The article was found to contain a substantial amount of material from the following published articles: “Tappy, L., Binnert, C. and Schneiter, P. (2003) ‘Energy expenditure, physical activity and body-weight control’, Proceedings of the Nutrition Society, 62(3), pp. 663–666. doi: 10.1079/PNS2003280,” and “James A. Levine: Nonexercise activity thermogenesis (NEAT): environment and biology American Journal of Physiology – Endocrinology and Metabolism Published 1 May 2004 Vol. 286 no. 5, E675–E685 DOI: 10.1152/ajpendo.00562.2003.” The first author Carmine Finelli accepts responsibility for this and apologizes to Tappy et al. and Levine.

Finelli’s article does reference the Levine study, but not the Tappy paper — at least, not the one in the notice.

Finelli earned some infamy last December, when the Annals of Internal Medicine published a remarkable letter from a U.S. researcher, Michael Dansinger, of Tufts University. Dansinger accused an unnamed scientist of having pilfered his paper — after having reviewed it for the journal and recommending rejection. Finelli subsequently published a version of the article in EXCLI Journal, which has since retracted the paper. Although neither Dansinger’s letter nor an editorial accompanying the missive names Finelli, he took responsibility for the misconduct in the retraction notice and in an email exchange with us.

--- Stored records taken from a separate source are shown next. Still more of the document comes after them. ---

PR #1648, opened 2024-10-15
docs: show example migration from bdk to bdk_wallet

### LINKED ISSUE #1606: Create wallet data migration process
**Describe the enhancement**  

Create code and/or documentation to help pre-1.0 `bdk` wallet users migrate wallet data to a new 1.0 `bdk_wallet`.  The essential information that needs to be migrated are the descriptors and their corresponding revealed indexes. Transaction and other wallet data does not need to be migrated, it can be re-loaded from a blockchain client.  

The migration process should be database agnostic. Example docs should at least show how to do it with a SQLite database.

**Use case**  

This is needed to help existing pre-1.0 `bdk` users upgrade to `bdk_wallet` 1.0+.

Tjibbe Donker, an expert in infectious diseases who holds at post at the University of Oxford, told us that he’d become curious about Fanelli last year after reading about the Italian researcher’s initial retraction. Speaking with a colleague, Donker said:

One of the questions we were left with was: Why would you think you could get away with almost literally copying a manuscript? And the obvious answer was: Because you got away with it before.

So I pulled a random paper from this author from Google Scholar, selected a random bit of text from the paper and put that back through Google again… And got a perfect hit with a paper by other authors on the first try.

After that, I informed the corresponding author of the original paper (Luc Tappy) and got in contact with the editors of the journal.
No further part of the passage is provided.